Joseph Muscat and his landslide of moral bankruptcy

Muscat leaves a legacy of colossal moral bankruptcy that we won’t get out of anytime soon if the two major parties and their sponsors are not sent to the cleaners

‘Joseph Muscat has betrayed the country’
‘Joseph Muscat has betrayed the country’

Joseph Muscat has betrayed the country.

He betrayed the trust of thousands of his own supporters, even though a misjudged sense of loyalty might prevent some from seeing it. He has betrayed the state, government, and Labour. By protecting his own corrupt henchmen in suits, he has sold off our republic. 

It all makes sense now: all the dodgy flights to Azerbaijan and the accompanying contracts, the sale of passports, the inexplicable permits for ’development’ of government property sold off for peanuts, the setting up of secret accounts for the smooth transfer of massive kickbacks, the easy buyout of Labour MPs - and some from the opposing camp - by giving them paid government positions, the assassination of a journalist who joined all the dots and was about to expose everything. 

I for one was wary of Daphne Caruana Galizia’s reporting.

Her mix of strongly held, sometimes elitist, opinions and deep-seated antipathy towards anything to do with the Labour Party impinged heavily on her credibility when exposing the unthinkable. She also blurred the lines of journalism and commercial public relations, such as when she took on the marketing for Anglu Xuereb’s Verdala golf course, or when she rubbished activists and environmentalists, as well as journalists. I was one of them. She also expected her readers to take her at face value, though she might make extraordinary claims, leaving everyone guessing whether she would ever back them up with evidence. And her historical whitewashing of successive Nationalist administrations’ corruption and highly questionable sale and privatisation of public assets was hard to defend, even as she started taking the new Nationalist Party leadership head on.

Using these successes to justify the government’s excesses is like claiming that the activities of drug cartels in some countries have been largely beneficial

So it’s deeply tragic that just when she was taking on the biggest ever exposé of not her career, but the entire history of journalism in Malta - the majority of us failed to realise the full implications of what she was onto. It is now painfully clear that she was assassinated because of her investigations into the murderous black market of politics and big business. Her portrayal in the international press glosses over all of her less defensible writings, but now that we know what we know about her assassination, that is all irrelevant. Every grievance, every criticism, every disagreement we may have ever had with Daphne now dissolves into insignificance. What matters now is that Daphne Caruana Galizia was assassinated by people protected by the prime minister because she was exposing the truth about their meticulously planned conspiracy of corruption. 

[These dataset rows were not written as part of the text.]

PR #1459, opened 2022-03-08
reverse generated-python direction

minrk:
Make binderspawner_mixin.py canonical, instead of python-in-yaml

easier to edit with editors, linters, etc.

removes use of redundant pyyaml in favor of ruamel.yaml, needed for roundtrip yaml editing

### DIFF
--- a/helm-chart/binderhub/values.yaml
+++ b/helm-chart/binderhub/values.yaml
@@ -68,12 +68,12 @@ jupyterhub:
         Helpers for creating BinderSpawners
 
         FIXME:
-        This file is defined in helm-chart/binderhub/values.yaml and is copied to
-        binderhub/binderspawner_mixin.py by setup.py so that it can be used by other JupyterHub
-        container spawners.
+        This file is defined in binderhub/binderspawner_mixin.py
+        and is copied to helm-chart/binderhub/values.yaml
+        by ci/check_embedded_chart_code.py
 
-        The BinderHub repo is just used as the distribution mechanism for this spawner, BinderHub
-        itself doesn't require this code.
+        The BinderHub repo is just used as the distribution mechanism for this spawner,
+        BinderHub itself doesn't require this code.
 
         Longer term options include:
         - Move BinderSpawnerMixin to a separate Python package and include it in the Z2JH Hub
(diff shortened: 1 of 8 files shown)


manics (commented):
This duplication is something that annoys me too :disappointed: . Good to merge once the tests are passing.

In future we could probably add this to pre-commit so the scripts gets updated automatically as part of linting.

helm-chart/binderhub/values.yaml
```diff
@@ -17,7 +17,7 @@ nodeSelector: {}
 
 image:
   name: jupyterhub/k8s-binderhub
-  tag: 'local'
+  tag: local
```
consideRatio, line 20: If you use a round trip, the quotes may not be left for a string that needs them i think.

Retainig explicit quotes for the tag has been relevant in the past i recall, perhaps not by chartpress generates image tags, but i'm still cautious preferring to see us having the yaml include quotes foe our placeholder values where they could be needed.

minrk: The quotes were removed _by_ the roundtrip serialization. I did not remove them. I left the change here because every re-write of the file will strip it.

consideRatio: Ah, this is how we have configured ruamel.yaml in chartpress to avoid this kind of issue.

```python
# use safe roundtrip yaml loader capable or preserving usage of no/single/double
# quotes for a string for example
yaml = YAML(typ="rt")
yaml.preserve_quotes = True
yaml.indent(mapping=2, offset=2, sequence=4)
```

The indent settings is relevant to be compatible with prettier formatting, at least if not having a rout-tripped format to retain.

```yaml
exampleList:
- without-indent-settings

# this is the kind of formatting we systematically
# use and enforce with prettier, and requires explicit
# configuration of ruamel.yaml at least when generating
# new yaml files, but I'm uncertain if it's required when
# round-tripping on existing files with existing list entries
anotherExampleList:
  - with-indent-settings
```

minrk: Got it! I remembered the indent setting (it's the same here), but forgot the quotes. Will fix.

minrk: Fixed.

manics (approved):

PR #1462, opened 2022-03-09
ensure pycurl is available in image

minrk:
pycurl wasn't working because libcurl4 is missing in python:3.8-slim-buster

I think this is contributing to turing frequently being reported as unhealthy


consideRatio:
Dependency script stuff is removed, is that as it should be?

minrk:
> Dependency script stuff is removed, is that as it should be?

Yes, the script was removed in #1433, but this reference was leftover

PR #1463, opened 2022-03-09
helm chart: fix typo in schema and support global values

consideRatio:
I figure all Helm charts should allow `global` to be set, this change makes the schema accept `global` values to be passed. It also makes fixes a harmless typo.


consideRatio:
Being a trivial PR I'll go for a self-merge on this.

Likewise, every self-proclaimed success that our disgraced prime minister claims is completely irrelevant to the question at hand. Using these successes to justify the government’s excesses is like claiming that the activities of drug cartels in some countries have been largely beneficial, because thousands of families and entire neighbourhoods have benefited from the crumbs that fall from the big table.

That’s why the angry protestors on the streets and the international press are decrying a “Mafia State”: an unprecedented level of corruption enabled by some individuals in the highest positions in the running of our government and state. For them, the stakes were so high that they brought themselves to blow up Daphne Caruana Galizia, to actively obstruct justice, and to throw every spanner in the works, including spinning false stories in the media about the ongoing investigations. 

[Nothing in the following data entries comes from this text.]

PR #1472, opened 2022-04-25
support extraFiles for binderhub pod

minrk:
imports extraFiles helpers, spec from JupyterHub, applied to the binderhub pod

Possibly more general solution to #1471

### DIFF
--- a/binderhub/tests/conftest.py
+++ b/binderhub/tests/conftest.py
@@ -49,14 +49,22 @@ def pytest_configure(config):
         "markers", "auth: mark test to run only on auth environments"
     )
     config.addinivalue_line(
-        "markers", "remote: mark test to run only on remote environments"
-    )
-    config.addinivalue_line(
         "markers", "github_api: mark test to run only with GitHub API credentials"
     )
     config.addinivalue_line(
         "markers", "remote: mark test for when BinderHub is already running somewhere."
     )
+    config.addinivalue_line(
+        "markers",
+        "helm: mark test to only run when BinderHub is launched with our k8s-binderhub test config.",
+    )
+
+
+def pytest_runtest_setup(item):
+    is_helm_test = any(mark for mark in item.iter_markers(name="helm"))
+    if not item.config.getoption("--helm"):
+        if is_helm_test:
+            pytest.skip("Skipping test marked as 'helm'")
 
 
 def pytest_terminal_summary(terminalreporter, exitstatus):
--- a/helm-chart/binderhub/templates/secret.yaml
+++ b/helm-chart/binderhub/templates/secret.yaml
@@ -18,6 +18,12 @@ stringData:
   values.yaml: |
     {{- pick .Values "config" "cors" "dind" "extraConfig" | toYaml | nindent 4 }}
 
+  {{- /* Custom HTML templates */ -}}
+  {{- range $filename, $contents := .Values.templates }}
+  templates-{{ $filename }}: |
+    {{ $contents | nindent 4 }}
+  {{- end }}
+
   {{- /* Glob files to allow them to be mounted by the binderhub pod */}}
   {{- /* key=filename: value=content */}}
   {{- (.Files.Glob "files/*").AsConfig | nindent 2 }}
--- a/helm-chart/binderhub/templates/secret.yaml
+++ b/helm-chart/binderhub/templates/secret.yaml
@@ -18,15 +18,18 @@ stringData:
   values.yaml: |
     {{- pick .Values "config" "cors" "dind" "extraConfig" | toYaml | nindent 4 }}
 
-  {{- /* Custom HTML templates */ -}}
-  {{- range $filename, $contents := .Values.templates }}
-  templates-{{ $filename }}: |
-    {{ $contents | nindent 4 }}
-  {{- end }}
-
   {{- /* Glob files to allow them to be mounted by the binderhub pod */}}
   {{- /* key=filename: value=content */}}
   {{- (.Files.Glob "files/*").AsConfig | nindent 2 }}
+
+  {{- with include "jupyterhub.extraFiles.stringData" .Values.extraFiles }}
+  {{- . | nindent 2 }}
+  {{- end }}
+
+{{- with include "jupyterhub.extraFiles.data" .Values.extraFiles }}
+data:
+  {{- . | nindent 2 }}
+{{- end }}
 ---
 {{- if or .Values.config.BinderHub.use_registry .Values.config.BinderHub.buildDockerConfig }}
 kind: Secret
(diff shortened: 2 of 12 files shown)


minrk:
Hm, we have a problem in CI because it's now impossible to update the helm schema and pass tests, because the same config is passed both to the current and previous version of binderhub.

If the schema weren't so strict (i.e. rejecting addtionalProperties), this would be less of an issue.

choldgraf (commented):
This seems like a nice and relatively lightweight way to add this functionality without increasing our configuration surface area each time we want another page / section to be extensible...though we should probably improve our documentation around how to do this because many people may not be familiar with the template names they should use for over-riding etc...

consideRatio:
This seems like `[hub|singleuser].extraFiles` but specialized for templates. Should we go for the even more general approach of `extraFiles` instead of this?

- [Z2JH configuration reference](https://zero-to-jupyterhub.readthedocs.io/en/latest/resources/reference.html#hub-extrafiles)
- Z2JH code implementation
  - [extraFiles helpers defined](https://github.com/jupyterhub/zero-to-jupyterhub-k8s/blob/ce673fecfcef9719d0b18da5e998fa51d2f100a2/jupyterhub/templates/_helpers.tpl#L313-L384). These can perhaps also be reused directly from this helm chart as it depends on the jupyterhub Helm chart.
  - [extraFiles helpers referenced from a k8s Secret](https://github.com/jupyterhub/zero-to-jupyterhub-k8s/blob/ce673fecfcef9719d0b18da5e998fa51d2f100a2/jupyterhub/templates/hub/secret.yaml#L43-L50)

minrk:
> This seems like [hub|singleuser].extraFiles but specialized for templates

It is! I actually used your extraFiles implementation as reference. JupyterHub is much more infinitely extensible, so there are more general files that make sense to drop-in, especially files we as chart maintainers don't need to know about. I'm not sure I see a similar arbitrary files use case in BinderHub, so I thought this would be simpler, both to implement (the whole thing is smaller than just the helpers for extraFiles) and use (deployments don't need to know where we put templates). On the other hand, I can imagine expert JupyterHub deployers (and maintainers) liking the familiarity of extraFiles consistently applied everywhere.

helm-chart/binderhub/templates/secret.yaml
```diff
@@ -21,6 +21,15 @@ stringData:
...
   {{- (.Files.Glob "files/*").AsConfig | nindent 2 }}
+
+  {{- with include "binderhub.extraFiles.stringData" .Values.extraFiles }}
+  {{- . | nindent 2 }}
+  {{- end }}
+
+{{- with include "binderhub.extraFiles.data" .Values.extraFiles }}
+data:
+  {{- . | nindent 2 }}
+{{- end }}
```
consideRatio, line 32: Did you know/consider this option? The helpers seems general enough to function without being hard-copied to this helm chart, and are practically available in the helm chart already.

```suggestion
  {{- with include "jupyterhub.extraFiles.stringData" .Values.extraFiles }}
  {{- . | nindent 2 }}
  {{- end }}

{{- with include "jupyterhub.extraFiles.data" .Values.extraFiles }}
data:
  {{- . | nindent 2 }}
{{- end }}
```

minrk: I will try that! I thought of it, but then wasn't sure about versions, etc. I will try it that way tomorrow

consideRatio: Since binderhub pins the version of JupyterHub being the dependency, this feels quite safe. Since the helpers are general enough, I'm not worried about having binderhub starting to use this - at least no more worried than needing to update the code in two places if it improves.

manics: Can I just check, is this considered a supported use of Z2JH chat features (which therefore will be maintained in accordance with semver)?

minrk: I have two answers for that:

1. I would not consider any helpers in any chart public APIs, unless thoroughly documented to be otherwise
2. I would not consider binderhub an 'external' project, so I'm okay using these kinds of internal utilities across our _internal_ projects, especially with the strict dependency pin we use in binderhub. If jupyterhub ever breaks this, we can vendor the previous version with a copy/paste or update.

minrk: tested and works great with the imported helpers

minrk:
I went with a simple test under `pytest.mark.remote`. It's not 100% correct semantically (remote doesn't mean it's our helm test config), but it is correct _practically_ (those are the tests we run against this config).

minrk:
Looks like I wasn't quite right about the condition, trying a fix

minrk:
New test (new `helm` mark) now runs only when `--helm` is passed, verifying that extraFiles is working as intended.

helm-chart/binderhub/templates/secret.yaml
consideRatio: I appreciate the answers above about "not documented -> no commitment" and the distinction about what we recommend using to others and what we do internally.

@manics do you see an action point that would make you feel comfortable around this? Perhaps a declaration of intent for how helpers are used in z2jh? I think being explicit about such intent is fine, especially since I'm unsure about what helpers we should couple to be tracked by the changelog etc.

binderhub/tests/conftest.py
```diff
@@ -48,15 +48,23 @@ def pytest_configure(config):
     config.addinivalue_line(
         "markers", "auth: mark test to run only on auth environments"
     )
-    config.addinivalue_line(
-        "markers", "remote: mark test to run only on remote environments"
-    )
```
consideRatio, line 53: Should this really be removed? We still have tests marked as remote.

consideRatio (commented):
LGTM besides comment with regards to removal of pytest mark.

helm-chart/binderhub/templates/secret.yaml
manics: It's related to the idea behind dogfooding: https://en.m.wikipedia.org/wiki/Eating_your_own_dog_food

We know JupyterHub and Z2JH are used and extended by lots of users, many who we have no idea about, and BinderHub is a prime demonstration of how to build on top of Z2JH. If we're running into issues with extending Z2JH then it's probable that others will too. I think we should therefore aim to do whatever we'd tell others to do. I can't tell from this discussion what the feeling was- say it's acceptable for everything else to do this with the proviso that it's not a standard API, or try and keep it hidden from everyone?

Given the time pressure it's fine to merge this, but if the conclusion of the above discussion is that this shouldn't be copied by other applications then maybe create an issue for how to come up with a public solution?

binderhub/tests/conftest.py
minrk: Yes, remote was declared twice. This was a duplicate.

helm-chart/binderhub/templates/secret.yaml
minrk: Just chiming it that while I don't consider them public _now_ that doesn't mean they necessarily shouldn't be - if we want to support downstream charts using extraFiles, I think the first step is adding them to the z2jh docs.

Now that we know what we know, it is not just the office of the prime minister that we need to question, but every office of the state, from the police commissioner to the head of public service, who has justified ‘positions of trust’. Every government tender, every direct or indirect order, every process involving Maltese public funding needs to be brought back to the drawing board for investigation. Because Muscat has ruined the reputation of everything he has dealt with, including all of his ministers and MPs who keep supporting him in spite of all the shocking revelations that should make any decent citizen sick. 

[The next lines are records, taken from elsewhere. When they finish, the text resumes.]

Issue #1903, opened 2025-01-06
Support different container registry to push and pull


rgaiacs:
### Proposed change

In some advanced use cases, the operator might want to push to one container registry and pull from another container registry. For example, the operator want to push to a public container registry like https://hub.docker.com/ and pull from a private [proxy cache](https://goharbor.io/docs/2.12.0/administration/configure-proxy-cache/).

![binderhub](https://github.com/user-attachments/assets/bddd4d1d-de0b-4c63-b336-3124ebf53798)

This will require

- [ ] Add extra option in Helm chart

    ```yaml
    config:
      BinderHub:
        use_registry: true
        image_prefix_to_push: "your-push-registry.io/<prefix>-"
        image_prefix_to_pull: "your-pull0registry.io/<prefix>-"
    ```

- [ ] Support new option when building container
- [ ] Support new option when contacting JupyterHub

### Who would use this feature?

@arnim and @rgaiacs want to use it at the mybinder.org server operated by GESIS.

rgaiacs:
I'm closing this because GESIS is replacing the server with one from Hetzner Online GmbH as announced in https://github.com/jupyterhub/mybinder.org-deploy/issues/3264 and we will not pursue this idea.

PR #1904, opened 2025-01-06
Support different container registry to push and pull

rgaiacs:
This covers https://github.com/jupyterhub/binderhub/issues/1903.

### DIFF
--- a/binderhub/app.py
+++ b/binderhub/app.py
@@ -445,7 +445,7 @@ class BinderHub(Application):
 
     image_prefix_push = Unicode(
         help="""
-        Prefix for built docker images push to container registry.
+        Prefix for built docker images being pushed to the to container registry.
 
         If you are pushing to gcr.io, this would start with:
             gcr.io/<your-project-name>/
@@ -463,7 +463,7 @@ class BinderHub(Application):
 
     image_prefix_pull = Unicode(
         help="""
-        Prefix for built docker images pull from container registry.
+        Prefix for built docker images being pulled from container registry.
 
         If you are pushing to gcr.io, this would start with:
             gcr.io/<your-project-name>/
--- a/binderhub/app.py
+++ b/binderhub/app.py
@@ -479,7 +479,6 @@ class BinderHub(Application):
     def _image_prefix_pull_default(self):
         return self.image_prefix
 
-
     build_memory_request = ByteSpecification(
         0,
         help="""
--- a/binderhub/app.py
+++ b/binderhub/app.py
@@ -444,7 +444,6 @@ class BinderHub(Application):
     )
 
     image_prefix_push = Unicode(
-        "",
         help="""
         Prefix for built docker images push to container registry.
 
@@ -458,8 +457,11 @@ class BinderHub(Application):
         config=True,
     )
 
+    @default("image_prefix_push")
+    def _image_prefix_push_default(self):
+        return self.image_prefix
+
     image_prefix_pull = Unicode(
-        "",
         help="""
         Prefix for built docker images pull from container registry.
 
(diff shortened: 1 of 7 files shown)


binderhub/app.py
```diff
@@ -443,6 +443,42 @@ def _pod_quota_deprecated(self, change):
         config=True,
     )
 
+    image_prefix_push = Unicode(
+        help="""
+        Prefix for built docker images push to container registry.
```
manics, line 448:
```suggestion
        Prefix for built docker images being pushed to the container registry.
```

manics (commented):
My initial thoughts are that most BinderHubs will use the same prefix for push and pull, so how about just have `image_prefix` as the default property as at present, and maybe add just one new property, `image_prefix_pull`?

I think it's fine to keep using the `*_push` and `*_pull` variables in builder.py if you want though, for clarity.

rgaiacs:
> My initial thoughts are that most BinderHubs will use the same prefix for push and pull

You are absolutely right. I think that 99% of BinderHubs will use a single registry. But there will be the 1% like GESIS that want to push to Docker Hub or GitHub Packages Registry and pull from a local Harbor that operates as [proxy cache](https://goharbor.io/docs/2.12.0/administration/configure-proxy-cache/).

>  so how about just have `image_prefix` as the default property as at present, and maybe add just one new property, `image_prefix_pull`?

`image_prefix` is use as the default property, see https://github.com/rgaiacs/binderhub/blob/c322eabfdd78574e6b2ea03863f04ad4593060d7/binderhub/app.py#L460-L462 and https://github.com/rgaiacs/binderhub/blob/c322eabfdd78574e6b2ea03863f04ad4593060d7/binderhub/app.py#L478-L480. **No change required to existing deployments.**

rgaiacs:
I forgot that the credentials to the registries might be different and must also be provided.

@manics @minrk @yuvipanda can I get a bit of help on how the registry credentials are handle? Thanks!

rgaiacs:
@manics @minrk @yuvipanda my understanding is that in https://github.com/jupyterhub/binderhub/blob/2ac912493f3d06e21146048f6240c017ef4fc126/binderhub/builder.py#L408-L421 BinderHub will contact the registry to check if the image exists. For a private registry, BinderHub will use the credentials available for the Docker client configured at https://github.com/jupyterhub/binderhub/blob/2ac912493f3d06e21146048f6240c017ef4fc126/binderhub/registry.py#L139-L146 and https://github.com/jupyterhub/binderhub/blob/2ac912493f3d06e21146048f6240c017ef4fc126/binderhub/registry.py#L164-L171

For this PR to move forward, the user will need to pass two credentials. One for the registry to push and another for the registry to pull. For this, backward compatibility will be broken. Can you advise me what is your preferable way to move this forward? Duplicate the credentials as done for the image name? Or use another format? Thanks!

rgaiacs:
09051c43517d0ddaf1ccf5b61ed72562a8ab0e4d has a backward compatibility change in the Helm chart. `registry` changed to be a list.

rgaiacs:
BinderHub is missing the existing image in the container registry because the [`DockerRegistry` class](https://github.com/jupyterhub/binderhub/blob/2ac912493f3d06e21146048f6240c017ef4fc126/binderhub/registry.py#L20C7-L20C21) is implemented to support only one registry as mentioned in https://github.com/jupyterhub/binderhub/blob/2ac912493f3d06e21146048f6240c017ef4fc126/binderhub/registry.py#L42 And the Helm chart implementation of `.docker/config.json` in 09051c43517d0ddaf1ccf5b61ed72562a8ab0e4d does **not** preserve the order from the Helm value.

Even the Opposition party is part of all this. The incestuous relationship with big business was their own invention through decades of neoliberal economic policies and cronyism that made politics dirty, suspect and corruptible. The PN is not fit for purpose at this moment in time. It needs to look in the mirror and go back to basics: being accountable to the public and its constituency, not wallowing in the dark, murky shades of party financing that has brought us to where we are now. When Joseph Muscat, through his Faustian strategist Keith Schembri, vowed to make Labour pro-business, he essentially put the PN agenda on steroids, resulting in some of the crassest mutations in people of the likes of Sandro Chetcuti.

Even the Opposition party is part of all this. The incestuous relationship with big business was their own invention through decades of neoliberal economic policies and cronyism that made politics dirty, suspect and corruptible

Whenever he decides to resign, Joseph Muscat leaves a legacy of colossal moral bankruptcy that we won’t get out of anytime soon if the two major parties and their sponsors, as well as the corrupted institutions of the state – from the police and security services to the attorney general – are not sent to the cleaners.

There is not one person or one institution that can do all that – it would only play into our pathetic tribal instincts to believe that what we need is one more hero. It requires civil society organisations, activists, academics, intellectuals, artists and more journalists to stand up at this moment of truth, but more importantly upright people in government, State positions and the Labour Party to denounce our current state and propose ways to clean up the ruins left by Muscat and his henchmen.

Whoever doesn’t immediately acknowledge this and act on it has no future in the running of our country. 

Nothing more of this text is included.